Thanks for pointing that out! I've been conflating your comments with other conversations I've had with people about MIRI, and have removed my sentence. I just read through the OpenPhil report carefully again.

I think that I disagree with OpenPhil's stated conclusions, but due to having looked at different papers (I had forgotten that the 'unsupervised grad student' comment referred just to the three papers submitted, and I'd mis-remembered exactly which papers they were). After conversations with a few early-stage researchers in other fields, I think that some of the other papers might be notably more impressive (e.g. the Grain-of-Truth paper accepted to UAI).

I understand the key example of MIRI's theory-building approach to be the extensive Logical Inductors paper, but haven't heard much feedback on the usefulness/impressiveness from non-MIRI researchers yet. I'd be quite interested to know if you have read it and updated up/down about MIRI as a result (as I'm considering donating to MIRI this year partly based on this).

After conversations with researchers whose opinions I respect, I've been lead to believe certain other papers are very impressive (e.g. the Grain-of-Truth paper accepted to UAI).

Could you say more about the credibility of these researchers' opinions? E.g. what fields are they in, how successful in their fields, how independent of MIRI?
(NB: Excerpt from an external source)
PR #10015, opened 2025-02-07
Some refactorings to EverestRunModel

yngve-sk:


verveerpj (approved):
Looks like a good improvement!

Pretty independant of MIRI, early-stage researchers, other areas of theoretical CS (formal logic, game theory). I didn't mean for this to be strong evidence, have changed the wording.
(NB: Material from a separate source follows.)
PR #10025, opened 2025-02-10
Add snapshot event for STOP_LONG_RUNNING

### LINKED ISSUE #10016: Realizations killed by STOP_LONG_RUNNING are not properly cancelled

I think it's quite unlikely that the current distribution will be set in place. And actually on purely current distributions I'm not sure the MIRI approach is underrepresented. On the other hand I think it's likely that the current distribution will influence future distribution, which is what's relevant; I'm trying to push back a little against an expected trend towards ML-based approaches representing a very large share of the work.

Yes, you're right about it not being 'set in place'. I more meant to say that, while funding and interest has grown significantly (OpenAI and DeepMind have in principle billions of dollars of spending power each and are now significantly interested in this topic), MIRI failed to reach it's $800k minimal fundraising target this year, and so I expect that the main approaches to AI that are being followed elsewhere will get the most attention in the future.
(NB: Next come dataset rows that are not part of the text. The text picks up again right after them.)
PR #440, opened 2021-03-30
expose pod information to oas container via env variables

p0lyn0mial:
the pod name and the namespace are used by the termination code to properly record events.

before the change the termination events were recorded to the default namespace and weren't associated with any pod.
after the change, the termination evens are recorded in the openshift-apiserver namespace and are bound to oas pods.

### DIFF
--- a/bindata/v3.11.0/openshift-apiserver/deploy.yaml
+++ b/bindata/v3.11.0/openshift-apiserver/deploy.yaml
@@ -73,6 +73,15 @@ spec:
           requests:
             memory: 200Mi
             cpu: 100m
+        env:
+          - name: POD_NAME
+            valueFrom:
+              fieldRef:
+                fieldPath: metadata.name
+          - name: POD_NAMESPACE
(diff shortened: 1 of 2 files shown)


p0lyn0mial:
I'm going to check `oauth-apiserver` as well.

p0lyn0mial:
> for the record TerminationMinimalShutdownDuration is set to 0 for both oas and oauth-apiserver. This seems to be ok since we already have terminationGracePeriodSeconds (70s) set.

this is wrong! `terminationGracePeriodSeconds` is how long kubelet waits before it terminates oas. It doesn't guarantee that it will always wait for that long.

That means our aggregated APIs are not terminated gracefully. 
According to Clayton, things on pod / service network need to wait 15-20s. That means we should set  `shutdown-delay-duration` to `15s`. Thanks!

p0lyn0mial:
I'm going to open follow-up PRs for `shutdown-delay-duration` next week, after my holidays.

OpenAI and DeepMind have in principle billions of dollars of spending power each and are now significantly interested in this topic)

While I think there is a true point in this vicinity (it will be a lot easier to fund ML-based approaches, including at these organizations, but also others), this seems to be overstating the relevant resources and the effort going into safety topics. OpenAI has been funded with a billion dollars (although it might receive more funding later), and its annual spending must of course be lower. And both of these organizations have primary aims of advancing AI, with limited efforts on safety issues thus far.

MIRI seems like the most value-aligned and unconstrained of the orgs.

OpenAI also seems pretty unconstrained, but I have no idea what their perspective on Xrisk is, and all reports are that there is no master plan there.

Note that this is particularly an argument about money. I think that there are important reasons to skew work towards scenarios where AI comes particularly soon, but I think it’s easier to get leverage over that as a researcher choosing what to work on (for instance doing short-term safety work with longer-term implications firmly in view) than as a funder.

I didn't understand this part. Are you saying that funders can't choose whether to fund short-term or long-term work (either because they can't tell which is which, or there aren't enough options to choose from)?

I'm saying that the ratio you can advance the different agendas as a funder versus as a researcher skews towards advancing short-term stuff as a researcher, because it's less funding constrained (more talent constrained).